Aquaculture did not gain prevalence in Europe until the middle ages, when meat consumption was forbidden and pond-farming of carp became popular. A decline occured during the 19th century due to improvements in transportation, making fish more readily available and less expensive. In contrast, in North America aquaculture did not really take off until the late 20th century.
The growth of aquaculture is a modern phenomenon, with around 97% of species currently farmed having been domesticated since the beginning of the 20th century. This is in part due to advances in research and also due to the decline of fisheries and overexploitation of natural stocks, making fish a more scarce and expensive source of protein.

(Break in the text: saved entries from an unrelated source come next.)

PR #6743, opened 2024-07-09
Feat: new logger slog

### LINKED ISSUE #6183: Replace `github.com/go-kit/klog` by the new `slog` package
[slog](https://pkg.go.dev/log/slog) provides structured logging out of the box. It should be a good fit to replace  `github.com/go-kit/klog`  which is used currently.

Advantages:
* Reduce our dependency tree.
* Likely better integration with `k8s.io/klog/v2` . We currently use a [shim](https://github.com/simonpasquier/klog-gokit) but it doesn't support all klog's [features](https://github.com/simonpasquier/klog-gokit#limitations).

perebaj:
## Description

Fixes #6183

Following the @ArthurSens suggestion, first I'm adapting the new slog constructor to follow the same requirements of the `k8s.io/klog/v2` and afterwards I plan to replace all the imports.

## Type of change

## Verification

## Changelog entry

```release-note
feature: add new logger for slog library
```

### DIFF
--- a/internal/log/slog.go
+++ b/internal/log/slog.go
@@ -38,7 +38,7 @@ func NewLoggerSlog(c Config) (*slog.Logger, error) {
 	return logger, nil
 }
 
-func replaceSlogAttributes(groups []string, a slog.Attr) slog.Attr {
+func replaceSlogAttributes(_ []string, a slog.Attr) slog.Attr {
 	if a.Key == "time" {
 		return slog.Attr{
 			Key:   "ts",
--- a/internal/log/slog.go
+++ b/internal/log/slog.go
@@ -42,6 +42,9 @@ func NewLoggerSlog(c Config) (*slog.Logger, error) {
 	return slog.New(handler), nil
 }
 
+// replaceSlogAttributes replaces fields that were added by default by slog, but had different
+// formats or key names in github.com/go-kit/log. The operator was originally implemented with go-kit/log,
+// so we use these replacements to make the migration smoother.
 func replaceSlogAttributes(_ []string, a slog.Attr) slog.Attr {
 	if a.Key == "time" {
 		return slog.Attr{
@@ -67,6 +70,7 @@ func replaceSlogAttributes(_ []string, a slog.Attr) slog.Attr {
 	return a
 }
 
+// getHandlerFromFormat returns a slog.Handler based on the provided format and slog options.
 func getHandlerFromFormat(format string, opts slog.HandlerOptions) (slog.Handler, error) {
 	var handler slog.Handler
 	switch strings.ToLower(format) {
@@ -81,6 +85,7 @@ func getHandlerFromFormat(format string, opts slog.HandlerOptions) (slog.Handler
 	}
 }
 
+// parseLevel returns the slog.Level based on the provided string.
 func parseLevel(lvl string) (slog.Level, error) {
 	switch strings.ToLower(lvl) {
 	case LevelAll:
--- a/internal/log/slog.go
+++ b/internal/log/slog.go
@@ -1,0 +1,65 @@
+package log
+
+import (
+	"fmt"
+	"log/slog"
+	"os"
+	"strings"
+)
+
+func NewLoggerSlog(c Config) (*slog.Logger, error) {
+	var (
+		logger *slog.Logger
+	)
+
+	lvlOption, err := ParseLevel(c.Level)
+	if err != nil {
+		return nil, err
+	}
+
+	logger, err = ParseFmt(lvlOption, c.Format)
+	if err != nil {
+		return nil, err
+	}
+
+	return logger, nil
+}
+
+func ParseFmt(lvlOption slog.Level, format string) (*slog.Logger, error) {
+	var logger *slog.Logger
+	switch strings.ToLower(format) {
+	case FormatLogFmt:
+		h := slog.NewTextHandler(os.Stdout, &slog.HandlerOptions{
+			Level: lvlOption,
+		})
+		logger = slog.New(h)
+		return logger, nil
+	case FormatJSON:
+		h := slog.NewJSONHandler(os.Stdout, &slog.HandlerOptions{
+			Level: lvlOption,
+		})
+		logger = slog.New(h)
+		return logger, nil
+	default:
+		return nil, fmt.Errorf("log format %s unknown, %v are possible values", format, AvailableLogFormats)
+	}
+}
+
+func ParseLevel(lvl string) (slog.Level, error) {
+	switch strings.ToLower(lvl) {
+	case LevelAll:
+		return slog.LevelDebug, nil
+	case LevelDebug:
+		return slog.LevelDebug, nil
+	case LevelInfo:
+		return slog.LevelInfo, nil
+	case LevelWarn:
+		return slog.LevelWarn, nil
+	case LevelError:
+		return slog.LevelError, nil
+	case LevelNone:
+		return -1, nil
+	default:
+		return -1, fmt.Errorf("log log_level %s unknown, %v are possible values", lvl, AvailableLogLevels)
+	}
+}
--- a/internal/log/slog.go
+++ b/internal/log/slog.go
@@ -30,12 +30,16 @@ func NewLoggerSlog(c Config) (*slog.Logger, error) {
 		return nil, err
 	}
 
-	logger, err := parseFmt(lvlOption, c.Format)
+	handler, err := getHandlerFromFormat(c.Format, slog.HandlerOptions{
+		Level:       lvlOption,
+		AddSource:   true,
+		ReplaceAttr: replaceSlogAttributes,
+	})
 	if err != nil {
 		return nil, err
 	}
 
-	return logger, nil
+	return slog.New(handler), nil
 }
 
 func replaceSlogAttributes(_ []string, a slog.Attr) slog.Attr {
@@ -63,25 +67,15 @@ func replaceSlogAttributes(_ []string, a slog.Attr) slog.Attr {
 	return a
 }
 
-func parseFmt(lvlOption slog.Level, format string) (*slog.Logger, error) {
-	var logger *slog.Logger
+func getHandlerFromFormat(format string, opts slog.HandlerOptions) (slog.Handler, error) {
+	var handler slog.Handler
 	switch strings.ToLower(format) {
 	case FormatLogFmt:
-		h := slog.NewTextHandler(os.Stdout, &slog.HandlerOptions{
-			Level:       lvlOption,
-			AddSource:   true,
-			ReplaceAttr: replaceSlogAttributes,
-		})
-		logger = slog.New(h)
-		return logger, nil
+		handler = slog.NewTextHandler(os.Stdout, &opts)
+		return handler, nil
 	case FormatJSON:
-		h := slog.NewJSONHandler(os.Stdout, &slog.HandlerOptions{
-			Level:       lvlOption,
-			AddSource:   true,
-			ReplaceAttr: replaceSlogAttributes,
-		})
-		logger = slog.New(h)
-		return logger, nil
+		handler = slog.NewJSONHandler(os.Stdout, &opts)
+		return handler, nil
 	default:
 		return nil, fmt.Errorf("log format %s unknown, %v are possible values", format, AvailableLogFormats)
 	}
--- a/internal/log/slog.go
+++ b/internal/log/slog.go
@@ -19,19 +19,18 @@ import (
 	"log/slog"
 	"os"
 	"strings"
+	"time"
 )
 
+// NewLoggerSlog returns a *slog.Logger that prints in the provided format at the
+// provided level with a UTC timestamp and the caller of the log entry.
 func NewLoggerSlog(c Config) (*slog.Logger, error) {
-	var (
-		logger *slog.Logger
-	)
-
-	lvlOption, err := ParseLevel(c.Level)
+	lvlOption, err := parseLevel(c.Level)
 	if err != nil {
 		return nil, err
 	}
 
-	logger, err = ParseFmt(lvlOption, c.Format)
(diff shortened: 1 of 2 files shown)


internal/log/slog.go
```diff
@@ -0,0 +1,107 @@
...
+
+	logger, err := parseFmt(lvlOption, c.Format)
+	if err != nil {
+		return nil, err
+	}
+
+	return logger, nil
+}
+
+func replaceSlogAttributes(_ []string, a slog.Attr) slog.Attr {
```
nicolastakashi, line 41: I'm wondering why do we want to replace this attributes?

internal/log/slog.go
```diff
@@ -0,0 +1,107 @@
...
+			ReplaceAttr: replaceSlogAttributes,
+		})
+		logger = slog.New(h)
+		return logger, nil
+	default:
+		return nil, fmt.Errorf("log format %s unknown, %v are possible values", format, AvailableLogFormats)
+	}
+}
+
+func parseLevel(lvl string) (slog.Level, error) {
```
nicolastakashi, line 90:
```suggestion
func parseLevel(lvl string) (*slog.Level, error) {
	level := slog.Level(1)
	err := level.UnmarshalText([]byte(lvl))
	if err != nil {
		return nil, err
	}
	return &level, nil
}
```

Wdyt this approach?

internal/log/slog.go
```diff
@@ -0,0 +1,107 @@
...
+		return slog.Attr{
+			Key:   "caller",
+			Value: a.Value,
+		}
+	}
+
+	return a
+}
+
+func parseFmt(lvlOption slog.Level, format string) (*slog.Logger, error) {
```
nicolastakashi, line 66: IMO this functions is doing more than parsing the format, it's also initializing the logger with the proper handler.

Maybe you can have one approach like this.

```go
func getHandlerFromFormat(format string, opts slog.HandlerOptions) (slog.Handler, error) {
    var handler slog.Handler
    switch {
	case logFormat == "text":
		handler = slog.NewTextHandler(os.Stdout, handlerOptions)
	case logFormat == "json":
		handler = slog.NewJSONHandler(os.Stdout, handlerOptions)
	default:
		return nil, errors.New("unknown log format")
	}
}
```

So you can change your `NewLoggerSlog` to looks like this:

```go
func NewLoggerSlog(c Config) (*slog.Logger, error) {
	lvlOption, err := parseLevel(c.Level)
	if err != nil {
		return nil, err
	}

	handler, err := getHandlerFromFormat(lvlOption, slog.HandlerOptions{
			Level:       lvlOption,
			AddSource:   true,
			ReplaceAttr: replaceSlogAttributes,
		})
	if err != nil {
		return nil, err
	}

	return slog.New(h), nil
}
```

wdyt?

perebaj: yep, makes sense, will also simplify the tests. Adressing

internal/log/slog.go
perebaj: yep. it makes sense because simplify a lot of code. 

But taking a look at the implementation, the [UnmarshalText](https://github.com/golang/go/blob/master/src/log/slog/level.go#L107-L146) just works for DEBUG, INFO, WARN and ERROR. So the other cases (ALL and None) won't be covered

What do you suggest in that case?

internal/log/slog.go
perebaj: If you initialize the [other log structure](https://github.com/prometheus-operator/prometheus-operator/blob/main/internal/log/log.go#L55) it's possible to see that it had different attributes. The same ones that I'm putting in this new implementation

The steps that I took to discover it were:

```Go
func TestWhyWeNeed2Replace(t *testing.T) {
        // initialize the NewLogger from internal package
	t.Log("TestTmp")
	l, err := NewLogger(Config{
		Level:  LevelDebug,
		Format: FormatJSON,
	})
	if err != nil {
		t.Fatalf("unexpected error: %v", err)
	}
	level.Info(l).Log("msg", "test")

	// initialize a default slog.Logger
	l2 := slog.New(slog.NewJSONHandler(os.Stdout, &slog.HandlerOptions{
		Level:     slog.LevelDebug,
		AddSource: true}))

	l2.Info("test")
}
```

Output NewLogger:

```JSON
{"caller":"slog_test.go:166","level":"info","msg":"test","ts":"2024-07-13T11:08:18.119068Z"}
```

Output default Slog(without changed the attributes)

```JSON
{"time":"2024-07-13T08:13:35.356893-03:00","level":"INFO","source":{"function":"github.com/prometheus-operator/prometheus-operator/internal/log.TestWhyWeNeed2Replace","file":"/Users/jonathan.silva/prometheus-operator/internal/log/slog_test.go","line":175},"msg":"test"}
```

In that case, it's possible to notice that the attributes that I changed are the ones that are different between them: 

- `time -> ts`
- `level string in lower case`
- `source -> caller`

internal/log/slog.go
perebaj: addressed it here -> https://github.com/prometheus-operator/prometheus-operator/pull/6743/commits/b9ea62456d78c47b27005fbeb945bd3f202d8377

internal/log/slog.go
nicolastakashi: IMH if we get none we should use default info and about all I don't know if I follow what this means?

If you set all, are you expecting getting, debug, info, warn, and error logs?

Log use to work like:
error -> only error logs
warn -> only warn and error logs
info -> only info, warn and error logs
debug -> all logs

wdyt?

internal/log/slog.go
nicolastakashi: I got, but why do we want to replace it?
Why not use the default info provided by slog?
Maybe I missing some part, sorry if it sounds weird hehe 😄

perebaj: > Why do we want to replace it?

I thought that was an agreement to keep both implementations using the same patterns... If isn't, who do I need to talk to decide it?

internal/log/slog.go
perebaj: > If you set all, are you expecting getting, debug, info, warn, and error logs?

Today the default behavior for `ALL`, is to use `debug` as I set.

> IMH if we get none we should use default info 

Today, the default behavior is to print nothing.

internal/log/slog.go
perebaj: but if you are ok to no replace it, that is it...

nicolastakashi: I mean change it might or might not be considered a breaking change.

WHat's your opinion @simonpasquier @ArthurSens @slashpai ?

internal/log/slog.go
nicolastakashi: I think debug is way to verbose to be used as default, we should go as info

perebaj: So, just to confirm if I understand the level thing

LevelAll = `debug level`
LevelNone = `info level` 

that is it?

---

About the code, using the `level.UnmarshalText`. Will look like this?

```Golang
func parseLevel(lvl string) (*slog.Level, error) {
	level := slog.Level(1)
	if lvl == LevelNone {
		level = slog.LevelInfo
		return &level, nil
	}
	if lvl == LevelAll {
		level = slog.LevelDebug
		return &level, nil
	}
	err := level.UnmarshalText([]byte(lvl))
	if err != nil {
		return nil, err
	}
	return &level, nil
}
```

internal/log/slog.go
ArthurSens: I think we can move forward with no breaking changes in the log attributes for now. If we decide this is too much work to main, we can change it later!

internal/log/slog.go
```diff
@@ -0,0 +1,101 @@
...
+		ReplaceAttr: replaceSlogAttributes,
+	})
+	if err != nil {
+		return nil, err
+	}
+
+	return slog.New(handler), nil
+}
+
+func replaceSlogAttributes(_ []string, a slog.Attr) slog.Attr {
```
ArthurSens, line 45:
```suggestion
// replaceSlogAttributes replaces fields that were added by default by slog, but had different 
// formats or key names in github.com/go-kit/log. The operator was originally implemented with go-kit/log,
// so we use these replacements to make the migration smoother.
func replaceSlogAttributes(_ []string, a slog.Attr) slog.Attr {
```

internal/log/slog_test.go
```diff
@@ -0,0 +1,175 @@
...
+
+	l := slog.New(h)
+
+	l.Info("test")
+
+	var m map[string]interface{}
+	err := json.Unmarshal(buf.Bytes(), &m)
+	if err != nil {
+		t.Fatalf("unexpected error: %v", err)
+	}
```
ArthurSens, line 43: Could we use `require.NoError` instead? We're currently trying our best to decrease usage of t.Fatal 😬

internal/log/slog_test.go
```diff
@@ -0,0 +1,175 @@
...
+
+	if _, ok := m["level"]; !ok {
+		t.Fatalf("key level not found in the JSON")
+	}
```
ArthurSens, line 47: Not sure which require method we could use here... maybe `require.Contains` 🤔 ?

internal/log/slog_test.go
```diff
@@ -0,0 +1,175 @@
...
+
+	wantJSONHandler := slog.NewJSONHandler(os.Stdout, &slog.HandlerOptions{
+		Level:     slog.LevelDebug,
+		AddSource: true,
+	})
+
+	if !reflect.DeepEqual(handler, wantJSONHandler) {
+		t.Fatalf("handler not equal to wantJSONHandler")
+	}
```
ArthurSens, line 75: require.Equal

ArthurSens (dismissed):
LGTM!

I'd just document more the functions we created to smoothen out the migration. could you also remove the usage of t.Fatal from tests?

internal/log/slog_test.go
perebaj: Something like that, I think

```Golang
require.Contains(t, m, "level")
require.Contains(t, m, "msg")
require.Contains(t, m, "caller")
```

internal/log/slog_test.go
perebaj: addressed it here https://github.com/prometheus-operator/prometheus-operator/pull/6743/commits/d0a23439ca5b45595cd34b07496e874c596f5622

internal/log/slog_test.go
perebaj: addressed it here -> https://github.com/prometheus-operator/prometheus-operator/pull/6743/commits/e43dbdefbc13ceb03adb467e0b42e534325d31c8#diff-98b5be74814c0956b26ebdc84e9ba3b203b9cf5197e815912b6a6f6c2be000deR47-R50

internal/log/slog.go
perebaj: instead of commit your suggestion I took the opportunity to change everything https://github.com/prometheus-operator/prometheus-operator/pull/6743/commits/1978e2c56139ac0b6d2b64f3562a9f1aecff4668
in a single shot

ArthurSens (approved):
Perfect! I'll leave this PR open for a while in case other maintainers have different opinions.

If you want to start working on removing the go-kit import. Maybe you [could create chained PRs](https://blog.logrocket.com/using-stacked-pull-requests-in-github/)?

perebaj:
> Perfect! I'll leave this PR open for a while in case other maintainers have different opinions.
> 
> If you want to start working on removing the go-kit import. Maybe you [could create chained PRs](https://blog.logrocket.com/using-stacked-pull-requests-in-github/)?

For sure!! Just to confirm, we aren't going to address [this change](https://github.com/prometheus-operator/prometheus-operator/pull/6743#discussion_r1676456798) now, right? 

Reason: this will introduce a new behavior in the log library

ArthurSens:
> > Perfect! I'll leave this PR open for a while in case other maintainers have different opinions.
> > If you want to start working on removing the go-kit import. Maybe you [could create chained PRs](https://blog.logrocket.com/using-stacked-pull-requests-in-github/)?
> 
> For sure!! Just to confirm, we aren't going to address [this change](https://github.com/prometheus-operator/prometheus-operator/pull/6743#discussion_r1676456798) now, right?
> 
> Reason: this will introduce a new behavior in the log library

Good question, I'd move forward without this change, since this is a refactoring exercise. Removing `all` and `none` log levels is more of a breaking change than replacing certain log keys since it will break the start-up of the operator if any of those log levels are set.

But happy to be challenged @nicolastakashi!!

ArthurSens:
> this is a refactoring exercise. 

And about that, do you mind updating your PR description with `NONE` kind of change? I don't think we consider logging as a Prometheus-Operator feature. We usually only add PRs to the changelog if they are user facing changes :)

nicolastakashi:
> > > Perfect! I'll leave this PR open for a while in case other maintainers have different opinions.
> > > If you want to start working on removing the go-kit import. Maybe you [could create chained PRs](https://blog.logrocket.com/using-stacked-pull-requests-in-github/)?
> > 
> > 
> > For sure!! Just to confirm, we aren't going to address [this change](https://github.com/prometheus-operator/prometheus-operator/pull/6743#discussion_r1676456798) now, right?
> > Reason: this will introduce a new behavior in the log library
> 
> Good question, I'd move forward without this change, since this is a refactoring exercise. Removing `all` and `none` log levels is more of a breaking change than replacing certain log keys since it will break the start-up of the operator if any of those log levels are set.
> 
> But happy to be challenged @nicolastakashi!!

I was not thinking about removing it, but providing the same capapilities

nicolastakashi:
> > I was not thinking about removing it, but providing the same capapilities
> 
> I'm a bit confused, `all` and `debug` having the same behavior makes sense to me, but here you say:
> 
> > IMH if we get none we should use default info
> 
> The current behavior of `none` is to have no logs at all. If we change `none` to have the same behavior as `info`, it doesn't feel like "providing the same capabilities" 🤔

OK, that's true, I'm fine keeping the same interface for now.

perebaj:
😄!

The first artificial fertilisation of fish (salmonid) gametes took place in France in 1842; and in 1866 in the USA and Norway for the cod. The emergence of fish farming in Europe at the beginning of the 20th Century was largely linked to the transfer of technology for the artificial reproduction of rainbow trout, which was achieved for the first time in 1874 in the USA.
Within the last half of the 20th century, consumption of fish more than doubled, from 40 million tonnes in 1970 to 86 million tonnes in 1998. As a consequence, aquaculture is the fastest growing agricultural sector, in particular mariculture, which is now reaching a peak and will continue to expand over the next few years, both in terms of diversification of cultured species and scale of production. In the early 1950's, aquaculture production amounted to less than 1 million tonnes; by 2004 it had reached almost 60 million tonnes. The Asian sub-continent accounts for over 90% of the total world production, with China alone producing 50%. Currently, around 16% of animal protein consumed on a world scale is derived from fish, with over a billion people dependent on fish as a main source of protein.